GIVEN RECORDS section start

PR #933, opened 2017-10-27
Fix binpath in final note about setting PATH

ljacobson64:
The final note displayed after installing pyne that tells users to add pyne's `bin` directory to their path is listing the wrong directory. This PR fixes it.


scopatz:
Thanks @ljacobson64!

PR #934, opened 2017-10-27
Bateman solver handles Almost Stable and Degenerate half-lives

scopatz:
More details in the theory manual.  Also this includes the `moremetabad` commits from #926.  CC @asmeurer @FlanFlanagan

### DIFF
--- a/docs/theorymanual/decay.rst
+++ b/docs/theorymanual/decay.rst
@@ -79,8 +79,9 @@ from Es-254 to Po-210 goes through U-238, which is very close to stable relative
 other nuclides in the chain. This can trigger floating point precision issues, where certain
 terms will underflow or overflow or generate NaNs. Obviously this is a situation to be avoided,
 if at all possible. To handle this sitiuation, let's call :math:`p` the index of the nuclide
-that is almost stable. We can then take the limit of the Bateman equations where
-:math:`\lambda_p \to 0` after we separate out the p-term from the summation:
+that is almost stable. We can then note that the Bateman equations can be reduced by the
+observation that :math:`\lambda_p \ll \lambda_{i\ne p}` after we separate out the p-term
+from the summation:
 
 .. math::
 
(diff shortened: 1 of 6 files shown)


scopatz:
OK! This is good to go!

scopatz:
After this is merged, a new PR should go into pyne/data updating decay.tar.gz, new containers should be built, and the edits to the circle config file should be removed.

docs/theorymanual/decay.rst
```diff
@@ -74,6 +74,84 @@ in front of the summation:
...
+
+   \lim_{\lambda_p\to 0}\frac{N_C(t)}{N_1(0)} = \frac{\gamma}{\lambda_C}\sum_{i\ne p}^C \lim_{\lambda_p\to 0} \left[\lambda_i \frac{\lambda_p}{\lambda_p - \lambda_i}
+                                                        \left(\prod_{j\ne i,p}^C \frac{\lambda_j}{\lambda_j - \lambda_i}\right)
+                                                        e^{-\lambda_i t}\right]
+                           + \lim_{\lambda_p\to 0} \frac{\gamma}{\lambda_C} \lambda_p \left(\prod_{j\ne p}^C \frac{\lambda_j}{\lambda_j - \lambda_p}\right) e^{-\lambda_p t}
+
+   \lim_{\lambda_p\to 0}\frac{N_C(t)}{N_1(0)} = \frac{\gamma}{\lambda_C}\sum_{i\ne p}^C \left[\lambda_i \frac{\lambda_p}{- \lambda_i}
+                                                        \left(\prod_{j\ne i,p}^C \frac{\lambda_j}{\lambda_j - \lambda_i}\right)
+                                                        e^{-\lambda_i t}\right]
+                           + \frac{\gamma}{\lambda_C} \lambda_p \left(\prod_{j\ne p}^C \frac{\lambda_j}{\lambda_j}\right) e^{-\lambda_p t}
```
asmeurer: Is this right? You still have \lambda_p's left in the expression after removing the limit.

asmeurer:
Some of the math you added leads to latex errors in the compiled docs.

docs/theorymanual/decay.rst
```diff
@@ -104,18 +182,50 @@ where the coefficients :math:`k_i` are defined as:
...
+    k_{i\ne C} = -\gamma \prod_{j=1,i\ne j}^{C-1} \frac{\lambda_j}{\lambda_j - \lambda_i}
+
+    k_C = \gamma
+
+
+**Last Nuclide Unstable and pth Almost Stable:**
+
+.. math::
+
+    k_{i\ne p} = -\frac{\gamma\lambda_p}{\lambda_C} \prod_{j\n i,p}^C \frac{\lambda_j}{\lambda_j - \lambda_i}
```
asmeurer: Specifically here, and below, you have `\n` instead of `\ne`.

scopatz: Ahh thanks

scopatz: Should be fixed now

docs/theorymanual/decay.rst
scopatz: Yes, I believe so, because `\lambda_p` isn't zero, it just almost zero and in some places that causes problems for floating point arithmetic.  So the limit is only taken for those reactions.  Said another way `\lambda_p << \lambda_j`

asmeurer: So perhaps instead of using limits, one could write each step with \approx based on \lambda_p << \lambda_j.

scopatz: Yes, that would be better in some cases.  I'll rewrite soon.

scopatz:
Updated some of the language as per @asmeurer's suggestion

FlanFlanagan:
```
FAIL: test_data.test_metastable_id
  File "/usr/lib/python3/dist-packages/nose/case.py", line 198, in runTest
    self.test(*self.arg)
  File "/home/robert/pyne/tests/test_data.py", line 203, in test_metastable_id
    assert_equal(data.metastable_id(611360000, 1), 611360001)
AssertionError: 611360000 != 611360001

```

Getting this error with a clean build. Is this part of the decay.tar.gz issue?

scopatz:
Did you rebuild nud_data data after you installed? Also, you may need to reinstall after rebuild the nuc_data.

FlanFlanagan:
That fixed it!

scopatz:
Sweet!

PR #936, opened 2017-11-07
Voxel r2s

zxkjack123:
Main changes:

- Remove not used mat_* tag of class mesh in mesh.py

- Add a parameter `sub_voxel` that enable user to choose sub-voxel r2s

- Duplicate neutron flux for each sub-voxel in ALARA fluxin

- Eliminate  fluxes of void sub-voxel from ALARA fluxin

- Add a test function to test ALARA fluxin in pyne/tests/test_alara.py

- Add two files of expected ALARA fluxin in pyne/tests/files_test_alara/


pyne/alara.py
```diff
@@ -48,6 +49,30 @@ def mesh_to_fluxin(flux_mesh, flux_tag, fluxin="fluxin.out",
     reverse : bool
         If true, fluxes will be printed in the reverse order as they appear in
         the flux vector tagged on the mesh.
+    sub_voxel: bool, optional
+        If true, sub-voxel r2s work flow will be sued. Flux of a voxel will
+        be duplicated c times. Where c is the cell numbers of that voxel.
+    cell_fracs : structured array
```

GIVEN RECORDS section end

Each line of the listing that includes the word "opened" should be copied out.

PR #933, opened 2017-10-27
PR #934, opened 2017-10-27
PR #936, opened 2017-11-07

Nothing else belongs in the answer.